== Work request ==
Go through the records and filter out every line lacking the word "across"; copy the lines that remain.

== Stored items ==
PR #335, opened 2026-06-26
perf(hooks): read events.jsonl once per session-end in stop-context run() (#267) [hooks-stack 2/3]

bloodf:
> **Audit batch #258 — hooks-stack 2/3.** Merge order: #334 → **#335** → #336. Stacked on #334 — its diff shows #334 files until it merges. Merge **after #334**; rebase onto `main` if #334 squash-merges.

`stop-context.js` re-read `.agentic/events.jsonl` 3-4 times per session exit. Closes #267.

- One `cachedEventsRaw` read at the top of `run()`, threaded through `scanSessionAggregate`, `writeSessionTotal`, `computeSessionTotals`, `writeSessionLog`, `writePendingBuffer`, and `detectCaptureGap` (in `hooks/lib/capture-gap.js`). Exit paths now read the file once.
- Each consumer keeps a back-compat path: param omitted → it reads the file itself (identical to today). `null` → same as absent-file. The PostToolUse caller of `detectCaptureGap` (2-arg) is unchanged via this path.
- No aggregation logic changed; no logging added (that is #266). The later `session_total` append is never re-consumed — `scanSessionAggregate` filters it out by event type, so the cache being taken before the append is safe.
- JSDoc + module manifests updated for the new param.

Tests: session-log 19/19 (incl #262 tmp cleanup), deferred-wrap 51/51, capture-gap 29/29.

**Stacked on #262** — merge after #262 lands on `main` (rebase if its SHA changes on squash-merge).

Issue #267, opened 2026-06-19
Cache events.jsonl read in stop-context.js run() (re-read 3-4x today)


bloodf:
## Problem

`hooks/stop-context.js` re-reads `.agentic/events.jsonl` 3-4 times per session end:

1. `writeSessionTotal` -> `scanSessionAggregate` (line 215 `readFileSync`)
2. `computeSessionTotals` (line 416, called by `writeSessionLog` and `writePendingBuffer`) -> calls `scanSessionAggregate` internally
3. `detectCaptureGap` (line 717 `readFileSync`)

Each read is a synchronous `fs.readFileSync` of the full file. On a session with 200 events the file is ~200KB - not catastrophic, but read 3-4 times per session end, on every session, with no caching. At 5-10MB files (long-running projects) this becomes user-visible latency.

Related to audit index issue: #258

## Evidence

- `scanSessionAggregate` at `hooks/stop-context.js:215`: `const raw = fs.readFileSync(eventsPath, 'utf8');`
- `computeSessionTotals` at `hooks/stop-context.js:416-444`: calls `scanSessionAggregate(eventsPath, sessionId)`.
- `writeSessionTotal` at `stop-context.js:278-302`: calls `scanSessionAggregate(eventsPath, sessionId)`.
- `writeSessionLog` at `stop-context.js:454-496`: calls `computeSessionTotals(cwd, sessionId)`.
- `writePendingBuffer` at `stop-context.js:569-644`: calls `computeSessionTotals(cwd, sessionId)`.
- `detectCaptureGap` at `stop-context.js:717`: separate `fs.readFileSync(eventsPath, 'utf8')`.

The `run()` function at `stop-context.js:919-1281` invokes multiple of these per exit path. The wrap-coexistence path (line 1133) and the normal exit path (line 1204) both trigger 3+ reads.

## Goal

Read `events.jsonl` **once** at the top of `run()`. Pass the parsed lines (or the raw string) to every downstream function that needs it. Remove the per-function `readFileSync` calls.

Preserve all existing behavior:
- If the file is missing or unreadable, every consumer still gets a null/empty result.
- Each consumer still filters and aggregates independently - only the read is shared.

## Repo conventions to match

- The file is CommonJS (`require`). No ESM conversion.
- JSDoc annotations on every function - update them to reflect the new parameter.
- Silent-fail discipline: if the single read fails, every consumer still silently returns null/empty - do NOT add logging (that is issue #10).
[...]

PR #336, opened 2026-06-26
feat(hooks): add .telemetry-health.json failure counter + agentic-status surface (#266) [hooks-stack 3/3]

### LINKED ISSUE #266: Add telemetry-health counter (.agentic/.telemetry-health.json) for silent-fail visibility

bloodf:
> **Audit batch #258 — hooks-stack 3/3.** Merge order: #334 → #335 → **#336** (last). Stacked on #334+#335 — its diff shows their files until they merge. Merge **after both #334 and #335**; rebase onto `main` if either squash-merges.

Adds a `.agentic/.telemetry-health.json` failure counter for the silent-catch state-write sites in `stop-context.js`, plus a one-line summary in `agentic-status`. Closes #266.

- `recordTelemetryHealth(cwd, target, err)` — best-effort: whole body in a swallow-everything try/catch, atomic tmp+rename with its own .tmp cleanup, can never throw or block session exit (proven by sub-test 7: read-only `.agentic/` → hook still exits 0). Wired into 6 writer catch/success sites mapped to 5 target keys (`loop-state.json`, `batch-state.json`, `events.jsonl`, `session-log`, `context.md`).
- Records `last_success` on success and `failures`/`last_error`/`last_error_ts` on failure, matching the issue's format.
- `agentic-status` gains `_telemetry_health_line` — fail-open: absent or all-zero or unreadable → `telemetry-health: OK`; failures → one-line summary with the worst target.
- File is gitignored (under the `.agentic/` umbrella); no carve-out, not committed.

Per-exit cost is ~5 read-modify-writes of a sub-1KB file — three orders of magnitude smaller than the multi-MB `events.jsonl` reads #267 removed; does not regress that.

Tests: session-log 26/26 (sub-tests 6 forced-failure-increments-counter, 7 read-only-no-crash), deferred-wrap 51/51, capture-gap 29/29, `test_agentic_status.py` 61/61 (8 new health-line cases).

**Stacked on #262 + #267** — merge after both land on `main` (rebase if their SHAs change on squash-merge).

### DIFF
--- a/bin/agentic-status
+++ b/bin/agentic-status
@@ -436,13 +436,13 @@ def _telemetry_health_line(health_path: Path | None = None) -> str:
             data = json.load(fh)
         if not isinstance(data, dict):
             return "telemetry-health: OK (unreadable)"
-        writes = data.get("writes", {})
-        if not isinstance(writes, dict):
+        targets = data.get("targets", {})
+        if not isinstance(targets, dict):
             return "telemetry-health: OK (unreadable)"
 
         total_failures = 0
         failing_targets: list[tuple[str, int, str, str]] = []  # (target, count, msg, ts)
-        for target, info in writes.items():
+        for target, info in targets.items():
             if not isinstance(info, dict):
                 continue
             count = int(info.get("failures", 0) or 0)
--- a/bin/agentic-status
+++ b/bin/agentic-status
@@ -10,16 +10,21 @@ Purpose: Read-only inspection of the agentic-engineering activation
 
 Public API: agentic-status
             Prints a fixed-format multi-line report (status lines with
-            provenance, a profile-behavior explainer, and a how-to-adjust
-            block). No subcommands, no flags. Always exits 0.
+            provenance, a profile-behavior explainer, a telemetry-health
+            summary line, and a how-to-adjust block). No subcommands, no
+            flags. Always exits 0.
             _profile_behavior_block(profile) and _how_to_adjust_block(resolved)
             are the single rendering surface for the explainer text and are
             reused by callers (e.g. init-project shells out to this binary).
+            _telemetry_health_line(health_path) reads .agentic/.telemetry-health.json
+            and returns a one-line OK/failure summary; fail-open (returns OK
+            on any read or parse error).
 
 Upstream deps: Python 3 stdlib only (json, os, sys, pathlib, re).
                Reads ~/.claude/agentic-engineering.json, the project
                root AGENTS.md (resolved through CLAUDE.md @AGENTS.md
-               import if present), and .agentic/.activated.
+               import if present), .agentic/.activated, and
+               .agentic/.telemetry-health.json (fail-open; absent = OK).
 
 Downstream consumers: content/commands/agentic-status.md (command
                       spec); developers running the command
@@ -46,6 +51,7 @@ from pathlib import Path
 
 CONFIG_PATH = Path(os.path.expanduser("~/.claude/agentic-engineering.json"))
 SENTINEL_PATH = Path(".agentic/.activated")
+TELEMETRY_HEALTH_PATH = Path(".agentic/.telemetry-health.json")
 ROLE_MODELS_GLOBAL_PATH = Path(os.path.expanduser("~/.agentic/role-models.yml"))
 ROLE_MODELS_PROJECT_PATH = Path(".agentic/role-models.yml")
 HEALTH_FILE_PATH = Path(".agentic/.telemetry-health.json")
@@ -406,6 +412,62 @@ def _telemetry_health_block() -> list[str]:
     return lines
 
 
+# ANSI escape sequence stripper for exception text rendered by _telemetry_health_line.
+_ANSI = re.compile(r"\x1b\[[0-9;]*[mGKHF]")
+
+
+def _telemetry_health_line(health_path: Path | None = None) -> str:
+    """Return a one-line telemetry-health summary for the current project.
+
+    Reads .agentic/.telemetry-health.json (or the provided path override).
+    Returns 'telemetry-health: OK' when the file is absent or all failure
+    counters are zero. When failures exist, returns a summary of the form:
+      'telemetry-health: N write failures across M targets; last error <target>: <msg> at <ts>'
+    Fail-open: any read or parse error returns 'telemetry-health: OK (unreadable)'.
+
+    Args:
+        health_path: Path to .telemetry-health.json; defaults to TELEMETRY_HEALTH_PATH.
+    """
+    p = health_path if health_path is not None else TELEMETRY_HEALTH_PATH
+    if not p.is_file():
+        return "telemetry-health: OK"
+    try:
+        with p.open("r", encoding="utf-8") as fh:
+            data = json.load(fh)
+        if not isinstance(data, dict):
+            return "telemetry-health: OK (unreadable)"
+        writes = data.get("writes", {})
+        if not isinstance(writes, dict):
+            return "telemetry-health: OK (unreadable)"
+
+        total_failures = 0
+        failing_targets: list[tuple[str, int, str, str]] = []  # (target, count, msg, ts)
+        for target, info in writes.items():
+            if not isinstance(info, dict):
+                continue
+            count = int(info.get("failures", 0) or 0)
+            if count > 0:
+                total_failures += count
+                last_msg = str(info.get("last_error", ""))
+                safe_msg = _ANSI.sub("", last_msg)[:200]
+                ts = str(info.get("last_error_ts", ""))
+                failing_targets.append((target, count, safe_msg, ts))
+
+        if total_failures == 0:
+            return "telemetry-health: OK"
+
+        # Report most-recently-failed target for the one-line summary.
+        failing_targets.sort(key=lambda x: x[3], reverse=True)
+        last_target, _, last_msg, last_ts = failing_targets[0]
+        n_targets = len(failing_targets)
+        return (
+            f"telemetry-health: {total_failures} write failure(s) across "
+            f"{n_targets} target(s); last error {last_target}: {last_msg} at {last_ts}"
+        )
+    except Exception:
+        return "telemetry-health: OK (unreadable)"
+
+
 def _how_to_adjust_block(resolved: dict) -> list[str]:
     """Return the 'How to adjust' explainer lines.
 
@@ -456,6 +518,7 @@ def main(_argv: list[str]) -> int:
     out.append(f"  marker: {res['marker']}")
     out.append(f"  active: {active_display} ({res['active_reason']})")
     out.append(f"  sentinel: {SENTINEL_PATH} ({sentinel_status})")
+    out.append(f"  {_telemetry_health_line()}")
     out.extend(_role_models_status_block())
     out.extend(_telemetry_health_block())
     out.append("")
--- a/bin/tests/test_agentic_status.py
+++ b/bin/tests/test_agentic_status.py
@@ -38,6 +38,7 @@ _profile_behavior_block = _mod._profile_behavior_block
 _role_models_status_block = _mod._role_models_status_block
 _telemetry_health_block = _mod._telemetry_health_block
 _how_to_adjust_block = _mod._how_to_adjust_block
+_telemetry_health_line = _mod._telemetry_health_line
 main = _mod.main
 
 _EXPECTED_VARS = ("PI_HARNESS", "OMP_HARNESS", "OH_MY_PI_HARNESS", "AGENTIC_HARNESS")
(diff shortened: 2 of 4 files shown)


tyson-solara6 (changes requested):
Good structure and excellent test coverage throughout. The fail-open design, atomic tmp+rename discipline, and single-read `cachedEventsRaw` threading are all solid. Two issues need fixing before merge.

---

**[Major] `recordTelemetryHealth` is missing the traversal guard every other write function in this file uses**

Every write function in `stop-context.js` that constructs a path from `cwd` — `writeLoopState`, `writeBatchState`, `writeContextMdOrSpill`, etc. — applies a `path.resolve(cwd) !== cwd` guard before touching the filesystem. `recordTelemetryHealth` does not. It derives its write path directly from the caller-supplied `cwd`:

```js
const healthPath = require('path').join(cwd, '.agentic', '.telemetry-health.json');
```

Current callers all receive a validated `cwd` from `run()`, so this is not actively exploitable today. But `recordTelemetryHealth` is a module-level function that can be called from new sites, and the established file convention is that each write function validates its own `cwd`. Leaving this function without the guard breaks that invariant and creates a latent path-traversal risk.

Fix: add the same guard used elsewhere before the `path.join`:
```js
const resolvedCwd = require('path').resolve(cwd);
if (resolvedCwd !== cwd) return; // traversal component - skip silently
```
(Or use the module-level `path` reference — see Minor item below.)

---

**[Minor] `_telemetry_health_line` renders `last_msg` verbatim to the terminal**

`last_msg` comes from `str(info.get("last_error", ""))` — the raw exception message stored by `recordTelemetryHealth`. On most platforms that message contains a filesystem path, which is fine. However, a crafted `.telemetry-health.json` (writable by anyone with project directory access) could embed ANSI escape sequences that manipulate terminal output when `agentic-status` prints the health line.

Fix: strip ANSI escapes and bound the length before interpolating:
```python
import re
_ANSI = re.compile(r'\x1b\[[0-9;]*[mGKHF]')
safe_msg = _ANSI.sub('', last_msg)[:200]
```

---

**[Minor] Inline `require()` calls inside `recordTelemetryHealth`**

The function calls `require('path').join(...)` and `require('fs').readFileSync(...)` inline. Node module caching means this is functionally identical to using the module-level `path` and `fs` bindings, but it's inconsistent with how every other function in this file uses them. Prefer the module-level variables.

---

Otherwise: the `cachedEventsRaw` threading is correct and complete (all consumers updated, back-compat undefined path preserved), the `pendingTmpFile` hoisting in `writePendingBuffer` is sound, the `.tmp` cleanup additions in catch blocks are correct, and the test suite is comprehensive — particularly sub-test 7 (read-only `.agentic/`) and the multiple-failing-targets sort test. Appreciated.

tyson-solara6 (changes requested):

REQUEST CHANGES - the fail-open design is solid and the test suite is comprehensive, but one Missing invariant (CWD guard) must be addressed before merge, plus one security-adjacent minor.

**[Major] `recordTelemetryHealth` is missing the CWD traversal guard (`hooks/stop-context.js`).**
Every other writer function in this file (`writeLoopState`, `writeBatchState`, `writeContextMdOrSpill`, etc.) opens with a `path.resolve(cwd)` check before deriving a write path from `cwd`. `recordTelemetryHealth` derives `healthPath` directly via `path.join(cwd, '.agentic', '.telemetry-health.json')` without this validation. Current callers all pass a pre-validated `cwd` from `run()`, so it is not exploitable today - but the established module convention is that each writer validates its own input. Breaking this invariant creates a latent path-traversal risk if the function is called from a new site. Add the standard guard before `const healthPath = ...`:
```js
const resolvedCwd = path.resolve(cwd);
if (resolvedCwd !== cwd) return;
```

**[Minor] `_telemetry_health_line` interpolates `last_error` verbatim into terminal output (`bin/agentic-status`).**
`last_msg = str(info.get("last_error", ""))` takes the raw exception message written by the JS hook. The health file is writable by anyone with project directory access. A crafted `.telemetry-health.json` with ANSI escape sequences in `last_error` would manipulate terminal rendering on `agentic-status` output. Sanitize before interpolation: `re.sub(r'\x1b\[[0-9;]*[mGKHF]', '', last_msg)[:200]`.

**[Minor] Inline `require()` calls inside `recordTelemetryHealth` inconsistent with module style.**
`require('path').join(...)` and `require('fs').readFileSync(...)` inline when `path` and `fs` are already module-level bindings. Node caches so behavior is identical, but the inconsistency is noise. Use the module-level bindings.

**[OK] Fail-open guarantee confirmed.** Entire body wrapped in outer `try { } catch (_) { }`. Sub-test 7 (read-only `.agentic/`) proves hook exits 0. Guarantee holds.

**[OK] Race condition on concurrent exits is acceptable.** Read-modify-write is not atomic across processes - lost increments possible under simultaneous exits. Acceptable: this is best-effort observability, not a correctness mechanism.

**[OK] Gitignore, schema documentation, stacking, North Star alignment** all confirmed sound. The `agentic-status` health line directly serves pillar 1 (guard attention - failure summary on demand) and pillar 2 (verifiable outcomes - silent failures now inspectable).

Merge after #334 + #335, after the two issues above are resolved.

tyson-solara6:
Separate from the code review (the traversal-guard Major etc.), one direction-level thought measured against the North Star (`docs/overview/vision.md`, now committed).

The counter + `recordTelemetryHealth` plumbing is a genuine win and I want it in. Silent state-write failures today corrupt the substrate the trust model leans on (team telemetry attribution, cross-session resume, `context.md` continuity) with zero signal, and the fail-open / atomic-write implementation is solid. That advances pillar 2 (verifiable outcomes).

The piece I'd reshape before merge is the operator-facing surface. A constant `Telemetry health: OK / N failures` line is, in the vision doc's terms, surfacing *status* rather than a *decision or work-stoppage* (pillar 1 is the tie-breaker). It also doesn't fully close the loop #266 describes: a real failure still only surfaces when the operator runs `agentic-status` and reads it, which is the same "discover it late" latency, moved one layer up.

Suggested reshape, small on top of what's here: fire a single non-blocking line only when a high-value target (`session-log` / `events.jsonl`) crosses N failures, gated once per session. That matches the pattern we already use for the meta-divergence, provisional-identity, and capture-gap notices, and it turns "status to babysit" into a surfaced work-stoppage. `_telemetry_health_line` is already most of the way there.

Not a correctness blocker, just a direction nudge to keep this on the "don't make the operator watch it" side of the line.

bloodf:
Rebased onto the updated `perf/267-events-cache` branch, resolved conflicts, and addressed the review feedback:
- Added CWD traversal guard to the telemetry-health writer
- Sanitized `last_msg` in `_telemetry_health_line` (ANSI stripped, capped at 200 chars)
- Aligned `agentic-status` health line with the `targets` schema

All tests pass. Ready for re-review.

tyson-solara6 (approved):
**Approving** - Major finding (CWD traversal guard) is resolved; design is solid.

The prior `CHANGES_REQUESTED` raised two issues. Both are addressed:

**[Major - resolved] CWD traversal guard added to `flushHealth`**
```js
const resolvedCwd = path.resolve(cwd);
if (resolvedCwd !== cwd) return; // traversal component - skip silently
```
This is now present in `flushHealth` (the function that writes `.telemetry-health.json` in `stop-context.js`), alongside the existing `if (!cwd) return` null guard. This matches the pattern every other writer in the file uses.

**[Minor - resolved]** The fail-open design and try/catch wrapper are correct.

**New additions are sound:**
- `_telemetry_health_line(health_path)` in `agentic-status`: reads `.telemetry-health.json`, returns `telemetry-health: OK` when absent/all-zeros/unreadable (fail-open on any parse error), or a one-line summary when failures exist. Injected at the right position in the status output.
- Test suite: 8 new cases covering absent file, all-zeros, failures, multiple failing targets, malformed JSON, and default path. Sub-test 7 (read-only `.agentic/` → hook still exits 0) validates the fail-safe behavior end-to-end.
- Per-exit cost (~5 read-modify-writes of a sub-1KB file) is negligible compared to the multi-MB events.jsonl reads #267 removed.

All 13 CI checks pass. Merge after #334 and #335.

== Answer below ==
+      'telemetry-health: N write failures across M targets; last error <target>: <msg> at <ts>'
+            f"telemetry-health: {total_failures} write failure(s) across "
**[OK] Race condition on concurrent exits is acceptable.** Read-modify-write is not atomic across processes - lost increments possible under simultaneous exits. Acceptable: this is best-effort observability, not a correctness mechanism.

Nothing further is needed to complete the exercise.